ANYTIME Anywhere Learning is a plant of hardy educational pedigree. AAL was first introduced in Australia in 1992. Four years later, it was successfully piloted and cultivated in 52 North American schools, 42 of them public (state) and 10 private. By 1997, 225 schools were involved and more than 20,000 pupils and teachers were using laptops as learning tools. Now Microsoft and three laptop hardware partners - Acer, Hewlett Packard and Fujitsu - have initiated the scheme in Britain. Having flourished in inner-city Harlem and rural Ohio, how will it take root in Britain’s educational system?

Anytime, Anywhere Learning equips teachers and children with laptop computers which they can use in and out of the classroom and school - anytime, anywhere. The machines are loaded with Microsoft Office and children use the programs - Word, PowerPoint and Excel - to complement and augment traditional learning skills.

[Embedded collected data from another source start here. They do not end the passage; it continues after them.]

PR #4111, opened 2019-07-05
Require Users to Explicitly Specify <3 Node TimeLock

jeremyk-91:
**Goals (and why)**:
- We've run into cases internally where users have been burned by the failures of single node TimeLocks and they didn't know they were doing something dangerous. This should stop that.

- If a flag is not specified, fail on startup in 1- and 2-node configurations on the timelock _server_ side.

- Added tests on the interaction between the flag and the number of servers.

- User break for users where the cluster size is <3, so the relevant release of TimeLock needs to be signposted clearly, or at the very least the AtlasDB support POC will need to be aware that this is going out so that they know what to do should users have questions.

**Where should we start reviewing?**: ClusterConfiguration

**Priority (whenever / two weeks / yesterday)**: today, or early next week

@j-baker for SA


jeremyk-91:
Note: Before this goes out to internal deployments we should send comms around. The process has been kicked off, but we should make sure people are aware that this is happening and have had a bit of time to react to it.

sandorw:
Be careful of the implications of a break for versioning if this gets automatically released.

timelock-server/src/test/java/com/palantir/atlasdb/timelock/config/TimeLockServerConfigurationTest.java
```diff
@@ -41,6 +41,7 @@
     private static final ClusterConfiguration CLUSTER = ImmutableClusterConfiguration.builder()
             .localServer(ADDRESS)
             .addServers(ADDRESS)
+            .enableNonstandardAndPossiblyDangerousTopology(true) // Tests
```
felixdesouza: just remove the comment

felixdesouza:
wdym @sandorw ?

felixdesouza:
oh re autorelease, I believe it should be fine considering we're still 0.x and I believe the bot respects that.

jeremyk-91:
I think Sandor is worried that the autorelease bot may bump the major version. Since it's 0 it shouldn't though

PR #4117, opened 2019-07-09
Fix batching logic for TS

gmaretic:
**Goals (and why)**:
When encountering an entry with commit TS after sweep TS, we would thing there is more to sweep, and aggressively re-read it. Along the way made it so that the last swept timestamp is set to just before the entry that cannot be processed, and used this information to inform the multi-batching.


atlasdb-impl-shared/src/main/java/com/palantir/atlasdb/sweep/queue/SweepBatch.java
```diff
@@ -29,15 +29,22 @@
     List<WriteInfo> writes();
     DedicatedRows dedicatedRows();
     long lastSweptTimestamp();
+    boolean hasNext();
```
jeremyk-91: This is true if for the last batch shoved into this accumulator, we weren't able to process everything at the given sweep timestamp. Technically speaking it should probably be `couldHaveNext()` or a negative that is `noMoreSweepableAtThisTimestamp()`, but this is fine.

PR #4118, opened 2019-07-10
Deprecate AtlasSchema

pkoenig10:
**Goals (and why)**:
Schema classes do not need to extend `AtlasSchema`. It's essentially unused (it would be trivial to remove it in the few places it is used). We should mark it as deprecated to discourage continued usage of it.

- Is this class actually useful?
- I originally planned to stop using it internally to follow best practices, but this is technically a dev break since the static instances were public. I'm happy to remove these uses if we feel the minor dev break is worth it.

In the US, the programme has been funded through a variety of sources: the allocation of school budgets; parental contribution; sponsorships; direct government grants; and those entrepreneurial skills which now seem to be a prerequisite of being a head-teacher.

Of the 100 UK schools whose representatives attended the initial AAL conference in March, 28 have committed themselves to the scheme - seven primaries, one middle school, five secondaries, five grant-maintained secondaries, eight technology colleges and two independent secondaries.

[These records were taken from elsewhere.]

PR #4410, opened 2019-11-15
Fun with AutoDelegates <3

gmaretic:
**Goals (and why)**:
Yet again, we were bypassing delegates' implementations 🗡


gmaretic:
Thanks @jeremyk-91 !

PR #4413, opened 2019-11-15
[Conjure Java Runtime] Part 25: Fast Failover Proxy Needs To Be Used On Non-Live-Reloadable Paths

jeremyk-91:
**Goals (and why)**:
- Stop build flakes
- Ensure large internal product usage on non-live-reloadable paths.

- Wrap proxies with failover.

- Should reduce number of flakes. I can run a few builds to test this.

- Nothing in particular.


felixdesouza:
💃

It is early days, but initial reaction has been positive. Concerns over the laptops’ suitability and durability have proved unfounded. Modern portables seem well capable of withstanding the rigours of school life, particularly when cocooned in a sturdy travel bag. Students soon get into the routine of recharging battery cells each evening and, even if they forget, many classrooms have an adequate supply of powerpoints.

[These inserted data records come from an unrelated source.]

Issue #4412, opened 2019-11-15
Reduce connect timeout in ClientOptions


gmaretic:
The current connect timeout in ClientOptions for CJR clients is 10 seconds, this is consistent with legacy behaviour, but there is no real reason to keep it that high since if a timelock node goes down, this can make us stuck for 10 seconds before we even try another node.

jkozlowski:
+1, this should have rather large upside

PR #4416, opened 2019-11-17
Lower timeouts.

jkozlowski:
**Goals (and why)**:

Do not merge as is, this is for discussion. 

### DIFF
--- a/atlasdb-conjure/src/main/java/com/palantir/atlasdb/http/v2/ClientOptions.java
+++ b/atlasdb-conjure/src/main/java/com/palantir/atlasdb/http/v2/ClientOptions.java
@@ -36,8 +36,8 @@ public abstract class ClientOptions {
     // TODO (jkong): Re-enable client QoS after response body leaks are handled correctly.
     // Throws after expected outages of 1/2 * 0.01 * (2^11 - 1) = 10.24 s
     public static final ClientOptions DEFAULT_RETRYING = ImmutableClientOptions.builder()
-            .connectTimeout(Duration.ofSeconds(10))
-            .readTimeout(Duration.ofSeconds(65))
+            .connectTimeout(Duration.ofSeconds(1))
+            .readTimeout(Duration.ofSeconds(10))
             .backoffSlotSize(Duration.ofMillis(10))
             .failedUrlCooldown(Duration.ofMillis(100))
             .maxNumRetries(11)


atlasdb-conjure/src/main/java/com/palantir/atlasdb/http/v2/ClientOptions.java
```diff
@@ -36,8 +36,8 @@
     // TODO (jkong): Re-enable client QoS after response body leaks are handled correctly.
     // Throws after expected outages of 1/2 * 0.01 * (2^11 - 1) = 10.24 s
     public static final ClientOptions DEFAULT_RETRYING = ImmutableClientOptions.builder()
-            .connectTimeout(Duration.ofSeconds(10))
-            .readTimeout(Duration.ofSeconds(65))
+            .connectTimeout(Duration.ofSeconds(1))
```
jkozlowski: This is as per https://github.com/palantir/atlasdb/issues/4412; I would probably have an even lower timeout, most timelock calls take a few single digit milliseconds.

atlasdb-conjure/src/main/java/com/palantir/atlasdb/http/v2/ClientOptions.java
```diff
@@ -36,8 +36,8 @@
...
+            .readTimeout(Duration.ofSeconds(10))
```
jkozlowski: Same here, we should probably lower even more, as this prolongs any outage: timelock is generally fast, so even seconds here are probably too high.

jkozlowski: So the problem here is that lock V1 API blocks until the lock is granted, so it is legitimate.

felixdesouza: they don't use conjure or atlasdb-feign, they have their own remoting layer

atlasdb-conjure/src/main/java/com/palantir/atlasdb/http/v2/ClientOptions.java
jeremyk-91: This is fine, yeah I'd have a lower timeout.

atlasdb-conjure/src/main/java/com/palantir/atlasdb/http/v2/ClientOptions.java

Peter Stuart, Fujitsu business development manager, has found that parents are willing to contribute more for high-contrast screens which can be viewed from wider angles. Fully integrated models are also more popular than the modular, “slice and dice” laptops requiring users to plug in floppy disk or CD drives.

So what educational benefits are there? Michael Wood, head of Cornwallis technology college in Maidstone, Kent, says one of the prime issues is empowerment and confidence. Pupils who might not want to use larger desktop machines in busy computer suites can work on laptops at their own pace and in their own time.

Anyone who has ever been in a mixed secondary school’s computer suite during free time will sympathise with a female Cornwallis pupil: “I’m not very confident about going to these bigger computers. The boys get there first. ”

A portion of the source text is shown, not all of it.